Have you asked the right question before making a summary judgment application?05 October 2017
The decision of Barrett v Northern Territory of Australia  NTSC 70 has reaffirmed that the applicable principle when making a summary judgment application is whether there is a real or serious question to be tried on the available evidence. It also demonstrates a willingness by the courts to dismiss claims that don't meet this. The decision provides clarity on how case law applies in the context of Rule 23 of the Northern Territory Supreme Court Rules and other court rules across states and territories, including O16 of the Western Australian Supreme Court Rules.
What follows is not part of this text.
PR #296, opened 2016-03-11
Session emits "statusChanged" events

markandrus:
Hi SIP.js Team,

Currently, Transaction updates its `state` property via a `stateChanged` method which also emits a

The State made a summary judgment application against the Plaintiff Ms Barrett, who was claiming damages for injuries allegedly sustained as a result of the negligence of staff at Royal Darwin Hospital (RDH) when they failed to diagnose a left ankle ligamentous injury and appropriately treat an ankle sprain.
The Plaintiff attended RDH with a left ankle injury on 22 September 2012 and, following examination, her leg was immobilised and she was discharged with a subsequent review scheduled. She was later diagnosed with chronic regional pain syndrome on 5 December 2012 after numerous reviews and an MRI.
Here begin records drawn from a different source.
Issue #240, opened 2015-10-19
How to Override Websocket Implementation in 0.7.0+


lylepratt:
Hi Guys,

How do we override the WebSocket after SIP.js has already been instantiated? Overriding `window.WebSocket` in our dialer was working in SIP.js 0.6.4, however on 0.7.1, that no longer works.

Currently I'm instantiating SIP.js in a 3 second setTimeout with the `module.exports.WebSocket` hard coded to `cordova.plugins.phonertc.WebSocket`. However, obviously this is not a good solution. What is the correct way to do this?

We override the WebSocket implementation on iOS so we can support VoIP in the background. I was previously asking this question in a previous closed thread. Since this is applicable to 0.7.1 (and no 0.6.4) I decided to open a new one.

joseph-onsip:
Have you tried providing a custom `environment` as outlined in https://github.com/onsip/SIP.js/pull/108?

lylepratt:
Thanks for the tip. I'm might be wrong, but It appears that that would require me to compiling/configuring a custom version of SIP.js for each platform. I was trying avoid doing that because 1) We use Bower, (2) Its a pain. It's especially problematic when your WebSocket is a Cordova plugin (which is only instantiated AFTER the `deviceready` event is fired).

Is there no way to override WebSocket at runtime anymore...after SIP.js has been already instantiated?

Thanks for all you guys do!

joseph-onsip:
Oh, right... I had forgotten about the `deviceready` constraint. Unfortunately, if you load the Bower-provided version of SIP.js before that event is emitted, `SIP.Transport` already has a reference to the (nonexistent) `window.WebSocket`. Assuming you want to keep using the Bower version, perhaps you could only load SIP.js once `deviceready` has been emitted? I don't know if there's another good way around this at the moment.

JimGreenberg:
A brief update on this, the 0.11.0 release allows for the user to create and use a custom `Transport` similarly to how it is done with a custom sessionDescriptionHandler. There is no formal guide yet, but the [transport documentation](https://sipjs.com/api/0.11.0/transport) has more information. As always, our [mailing list](https://groups.google.com/forum/#!forum/sip_js) is there if you need help.

PR #299, opened 2016-03-15
Get global WebSocket on an on-demand basis

josephfrazier:
This makes it easier to use sip.js with a WebSocket implementation that
defines itself after sip.js has loaded (for example, one provided by a
Cordova plugin).

This should resolve https://github.com/onsip/SIP.js/issues/240. @lylepratt, could you verify that it works for you?


lylepratt:
@n9986 Can you try this in our new app? (would work in conjunction with https://github.com/BetterVoice/iOS-SIP.js

josephfrazier:
I'm closing this due to inactivity. Feel free to comment/reopen if there's any progress on the testing.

The Defendant's application was made on the basis there was no serious question to be tried on the available evidence and that there was insufficient evidence for the Plaintiff to establish breach of duty.
The evidence at hand
The Plaintiff had filed and served two reports by Professor Visser, a specialist pain medicine physician, and by Dr Saxby. On these reports, the Plaintiff argued it was open for the Supreme Court to find that the period of her immobilisation (exceeding three to four weeks) was inappropriate on the basis that it caused her chronic regional pain syndrome.
Dr Saxby reported the Plaintiff was initially assessed and treated appropriately by RDH for her severe ankle injury. He also repeatedly confirmed throughout his reports that he considered all the treatment up to 5 December 2012 to be appropriate.
While Professor Visser acknowledged that an ankle sprain alone or in combination with a period of immobilisation is a recognised cause of chronic regional pain syndrome, he said the Plaintiff had a typical presentation for chronic regional pain syndrome after an ankle injury. The Professor declined to express an opinion about whether the immobilisation of the Plaintiff's ankle caused or contributed to the chronic regional pain syndrome as he said it was beyond his expertise.
The Court did not find that the causal connection between the immobilisation and pain syndrome had been established, nor that Professor Visser's report advanced the Plaintiff's position.
The Defendant had not obtained any expert opinions as it did not consider there was any case to answer. The Court agreed with this assessment, relying on Nibbs v Australian Broadcasting Corporation  NTSC 52, which confirmed the test to be applied when deciding whether to give summary judgment was whether there is a real or serious question to be tried. It further relied on Outback Civil Pty Ltd v Francis  NTCA 3, where it was held that Rule 23.03 applies in instances where the Plaintiff's case is "so clearly untenable that it could not possibly succeed".
The Court ruled the Plaintiff's submissions were pure speculation and had no regard to the principles to be applied on the summary judgement application. The Court rejected all of the Plaintiff's submissions and agreed with the Defendant that there was no real or serious question to be tried on the available evidence.
While the Court did not grant the Plaintiff a further opportunity to provide supporting expert evidence, it did indicate that it would be prepared to hear further from the Plaintiff in the event that further evidence was obtained before publication of the decision. As no further evidence was provided and no further hearing requested, the Court dismissed the claim.